Research data collections are the products of one or more focused research projects and typically contain data that are subject to limited processing or curation. They may or may not conform to community standards, such as standards for file formats, metadata structure, and content access policies. Quite often, applicable standards may be nonexistent or rudimentary because the data types are novel and the size of the user community [is] small. Research collections may vary greatly in size but are intended to serve a specific group, often limited to immediate participants. There may be no intention to preserve the collection beyond the end of a project. One reason for this is funding. These collections are supported by relatively small budgets, often through research grants funding a specific project. (Example: The Fluxes Over Snow Surfaces Project, http://www.atd.ucar.edu/rtf/projects/FLOSS.)

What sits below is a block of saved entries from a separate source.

PR #5811, opened 2021-02-10
[build-utils][cli] Fix frameworks usage

TooTallNate:
Fixes unit test failures like: https://github.com/vercel/vercel/runs/1867209532#step:11:191 from PR #5740


styfle (approved):
Very nice, we can finally remove the underscore workaround 😌

AndyBitz (approved):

Resource or community data collections serve a single science or engineering community. These digital collections often establish community-level standards either by selecting from among preexisting standards or by bringing the community together to develop new standards where they are absent or inadequate. The budgets for resource or community data collections are intermediate in size and generally are provided through direct funding from agencies. Because of changes in agency priorities, it is often difficult to anticipate how long a resource or community data collection will be maintained. (Example: The Arabidopsis Information Resource, http://www.arabidopsis.org.)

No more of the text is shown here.